THE MEADOWLANDS – An old friend of mind from college that I’ve known since 1985, has two boys. The oldest is a reasonable human being; like his dad, he thinks watching sports is boring and stupid. However, the 8-year-old has the disease that afflicts everyone reading this site: He thinks watching grown ups play children’s games is cool.
The kid’s already memorized all of the NFL teams. Half of his attempts at conversation involve spouting random football stats. And for reasons only the gods are privy to, this central Jersey boy is devoted to Gang Green instead of Big Blue.
This is why we don’t let eight year olds vote.
So my friend asked me if I’d like to come up and join him as he brought his youngest boy to his first-ever NFL game. That was back in September. I said sure. And that’s how it came to pass that I was attending the Jets-Dolphins game at Some Corporate Sponsor Name Stadium just as this hurricane-within-a-noreaster that they’ve dubbed “Sandy,” was slowly closing in on us.
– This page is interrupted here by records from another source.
Issue #5459, opened 2018-07-20
Fortran: MPI_Alltoallw/MPI_Ialltoallw using MPI_IN_PLACE do not ignore sendtypes


geimer:
According to the standard, `MPI_Alltoallw` and `MPI_Ialltoallw` should ignore the `sendcounts`, `sdispls`, and `sendtypes` arguments if `sendbuf` is `MPI_IN_PLACE`.  Open MPI (tested with 3.0.0) takes this into account for `sendcounts` and `sdispls`, but not for `sendtypes`.  This leads to a segmentation fault with the following test code:
```fortran
PROGRAM main
    USE mpi
    IMPLICIT NONE

    INTEGER :: size
    INTEGER :: rank
    INTEGER :: ierr
    INTEGER :: i

    INTEGER, ALLOCATABLE :: recvbuf(:)
    INTEGER, ALLOCATABLE :: recvcounts(:)
    INTEGER, ALLOCATABLE :: recvdispls(:)
    INTEGER, ALLOCATABLE :: recvtypes(:)
    INTEGER, ALLOCATABLE :: NULL(:)

    CALL MPI_Init(ierr)
    CALL MPI_Comm_size(MPI_COMM_WORLD, size, ierr)
    CALL MPI_Comm_rank(MPI_COMM_WORLD, rank, ierr)

    ALLOCATE(recvbuf(size))
    ALLOCATE(recvcounts(size))
    ALLOCATE(recvdispls(size))
    ALLOCATE(recvtypes(size))
    DO i = 1, size
        recvcounts(i) = 1
        recvdispls(i) = i * (storage_size(recvbuf) / 8)
        recvtypes(i)  = MPI_INTEGER
        recvbuf(i)    = rank
    END DO

    CALL MPI_Alltoallw(MPI_IN_PLACE, NULL, NULL, NULL, &
                       recvbuf, recvcounts, recvdispls, recvtypes, &
                       MPI_COMM_WORLD, ierr)

    CALL MPI_Finalize(ierr)
END PROGRAM
```
It seems that the loops at https://github.com/open-mpi/ompi/blob/e1728490394787a0b30c19583044d52e5efc2c03/ompi/mpi/fortran/mpif-h/alltoallw_f.c#L95-L99 and https://github.com/open-mpi/ompi/blob/e1728490394787a0b30c19583044d52e5efc2c03/ompi/mpi/fortran/mpif-h/ialltoallw_f.c#L96-L100 are the culprit.

[...]

PR #6813, opened 2019-07-13
fortran/mpif-h: fix MPI_Alltoallw() binding

ggouaillardet:
- ignore sendcounts, sendispls and sendtypes arguments when MPI_IN_PLACE is used
 - use the right size when an inter-communicator is used.

Thanks Markus Geimer for reporting this.

Refs. open-mpi/ompi#5459

### DIFF
--- a/ompi/mpi/fortran/mpif-h/alltoallw_f.c
+++ b/ompi/mpi/fortran/mpif-h/alltoallw_f.c
@@ -10,7 +10,7 @@
  * Copyright (c) 2004-2005 The Regents of the University of California.
  *                         All rights reserved.
  * Copyright (c) 2011-2012 Cisco Systems, Inc.  All rights reserved.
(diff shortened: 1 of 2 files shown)


jsquyres:
@ggouaillardet Does this need to get cherry picked to release branches?

ggouaillardet:
@jsquyres yes, this has to be backported to the release branches.
 - good news is this can be seen as a corner case
 - bad news is the reported issue is the top of the iceberg. `mpif-h` bindings do **not** ignore parameters that should be ignored. Also, non blocking collectives use an intermediate malloc'ed array that is free'd right after the PMPI subroutine returns, which is incorrect since it can only be free'd after the non blocking operation completes (or is free'd if this is a persistent non blocking collective).

I am working on a patch that keeps growing, and I'd rather backport the fixes  all at once.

I hadn’t been to a Jets game in about 20 years, and their fans were worse than I remembered. Unadulterated doltery. Particularly up in the $75 corner-endzone nosebleeds (Section 333), you’re not dealing with the finest that the New York metropolitan area has to offer.
There seemed to be a lot of Parliament smokers.
Of course the Fins fans were no charmers either. Like the one Miami moron who threw a mostly empty beer cup at a Jets fan who was wearing a big, furry panda bear head mask. You can’t make this stuff up… Instantly, there was shouting and a potential ganging up on said drunkard – until the New Jersey state cops showed up. As my friend pointed out, they really do look quite gay, with those tight blue shirts and those strange hats with the short, black brim.
Think Freddie Mercury’s German leather S&M phase.
The game itself was equally disastrous. The Jets . . . yeah, I don’t need to explain that to you guys. Suffice it to say, that without Darrelle Revis, and with Mark Sanchez, they suck about as bad as sucking gets.
I probably should’ve found a more articulate way to express that, but the place kinda rubbed off on me.
Anyway, we stayed until the 7 minute mark of the 4th, which was a fair bit longer than most Airplane fans. All in all, it was a brutal display on many fronts.
Fronts. That’s a storm pun. Get it? And Airplanes?
The best part by far was the halftime speech that former Jets lineman Dennis Byrd made when they retired his #90 jersey. It’s been twenty years since he was crippled after colliding with Scott Mersereau. Yet, he walks again. It was truly inspiring.
“I learned to be a man in Oklahoma,” Byrd said. “But I grew to be one in New York.”
Not quite Gehrig, but damned good stuff. He deserved better than bloated lunks and drunken buffoon parading as Jets fans.
Afterwards, I got in my car and headed home to Maryland. Managed to make it here ahead of Sandy, in one piece, and with time leftover to write this column.
So let’s hear it Jets fans. Have I unfairly disparaged thee? Lemme have it.
West Coast Craig will not be in today, L.A. has been evacuated because of Sandy.